Can quantum entanglement be used to coordinate actions at "FTL speeds" without breaking causality or actual faster-than-light communication? I know there are a lot of similar question but I don't believe this to be a copy. I understand that if two people lived far away they could not transfer information through quantum entangled particles because forcing a particle into a particular spin breaks the entanglement and simply observing the particle to collapse the other part of the pair will give a perfectly random result. But what about using entanglement to sort of indirectly coordinate plans from far away:
I know this is wrong somehow and uses a childish interpretation of the idea of communicating information but this is just to make this as clear as possible: lets say the year is 3050, there are 2 leaders of an allied war who want to attack a planet, they are currently on opposite sides of the planet and have 2 plans they can decide upon, 1) both attack from the east and west at once or north and south at the same time. Using an atomic clock the leaders coordinate to check the state of  quantum entangled particles (or a qubit, doesn't matter) at 12pm.
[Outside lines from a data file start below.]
PR #2259, opened 2026-08-03
`channels_sv2`: fix client `StandardChannel::on_new_group_channel_job` panics on malformed upstream coinbase

### LINKED ISSUE #2258: `channels_sv2`: client `StandardChannel::on_new_group_channel_job` panics on malformed upstream coinbase
`on_new_group_channel_job` feeds the upstream-controlled `coinbase_tx_prefix` / `coinbase_tx_suffix` (`B064K` wire fields, no minimum length) from a `NewExtendedMiningJob` into `merkle_root_from_path`, then calls `.expect("merkle root must be valid")`.

https://github.com/stratum-mining/stratum/blob/30ca82ac20d7a543cc777be39dc2e19c621eff4b/sv2/channels-sv2/src/client/standard.rs#L240-L260

The helper returns `None` whenever `prefix || extranonce_prefix || suffix` fails to deserialize as a Bitcoin transaction — e.g. both fields empty. A malicious or compromised upstream pool can therefore panic any connected mining client / JDC.

The extended-channel sibling of this bug class was already fixed: `on_new_extended_mining_job` propagates `try_strip_bip141` failures as `ExtendedChannelError::FailedToTryToStripBip141`. 

The standard-channel path is the remaining panic site.

## fix

change the signature to `Result<(), StandardChannelError>` with a new `InvalidCoinbase`/`MerkleRootInvalid` variant, mirroring the extended channel's error-propagation style.

## regression test

feed a `NewExtendedMiningJob` with empty prefix/suffix, and assert `Err`

plebhash:
close #2258
close https://github.com/project-loupe/audit-stratum/issues/14

### DIFF
--- a/sv2/channels-sv2/src/client/error.rs
+++ b/sv2/channels-sv2/src/client/error.rs
@@ -37,6 +37,10 @@ pub enum StandardChannelError {
 
     /// The provided extranonce prefix exceeds the maximum allowed size.
     NewExtranoncePrefixTooLarge,
+
+    /// The coinbase transaction of a group channel job is malformed, so no merkle root
+    /// could be derived from it.
+    InvalidCoinbase,
 }
 
 /// Errors that can occur within a **group channel** context.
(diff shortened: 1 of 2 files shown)


GitGab19 (approved):
Merge conflicts aside, it LGTM.

bit-aloo (approved):
ACK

If the qubit collapses as a (1/0) they go with plan A while (0/1) means plan B.
I believe that this does not constitute faster than light communication because both plans were conceived ahead of time and the particle or quantum state was just used as a random number generator, but it still seems as though the plan of attack was being transferred.
My questions are:

*

*could this scheme actually be used or is there something I'm missing.

*Why does this not constitute faster than light communication?

*I would also just like to hear people who are smarter than me's thoughts on the physics around this hypothetical.

 A: STL
The information is inherently contained in the particle pair themselves.  Therefore, information only moves as quickly as the particles themselves do.  What is not included in the description of your scenario is how the entangled particles originate.  The particles cannot become entangled unless they are in very close proximity to begin with.  Thereafter, they must move at slower-than-light speeds to their respective destinations.  Even though the final state of the observable is not known until the observation occurs, I think it is fair to say that the information about the final state is implicitly encoded in the entanglement, rather than the observation.
In this sense, I think the paper printing scenario really is apt.  Here, we would say that the same printer must print both pieces of paper, and the paper has the special property that once you look at it, the information is lost.  This is exactly equivalent to saying that the information is not there until you look at it, from the perspective of an observer.  That is, an observer cannot tell the difference between the printer deciding the outcome at the time of printing vs. the papers magically manifesting the same value at the time of observation.  Even so, the printer analogy makes it clear that the information is created at "entanglement time" (i.e., print time), and thus, the information speed is simply the speed at which the papers move about, not the speed at which they are observed.
A: You can replace the atomic clock with two boxes of lunch packed in a dark room.

The modified story:
The leaders mum cooked lunch in the previous day, chicken and salad. However, when packing, the lights went off, so she doesn't know which pot is which. She makes sure she gives her children lunch from the same pot. Using an the lunch boxes the leaders coordinate to check the state of their lunch (or the lunchbox, doesn't matter) at 12pm. If the lunch is chicken (1/0) they go with plan A while salad (0/1) means plan B.

Does that sounds like a plan? It does. You can even implement the above version of it now, hopefully not in a planet-attacking way, without quantum equipment.
A: Going off of WillO's answer, while this scheme would work it would be no more effective than using a printer and two pieces of paper. Yes, your scheme is different in that it involves quantum nonlocality, but nevertheless it does not constitute faster-than-light communication because no information is being transferred between the two leaders. Their respective observations are correlated, but are nevertheless random. Hence, there's no problem. Is it weird? Yes. Is it a threat to causality? No. :)
A: Alternatively, they could have a computer print out two copies of the same random number, stuff the copies in their pockets, consult them when it's time to attack, and attack from one direction or another depending on whether the number is odd or even.
Why does this not constitute FTL communication?  If the answer to that is clear to you, then you've answered your own question.
A: I think the most simple answer is that the leaders told each other that they would measure the particles at 12 pm. Hence, information was transmitted ahead and there is no communication (information exchange) at the time of the measurement.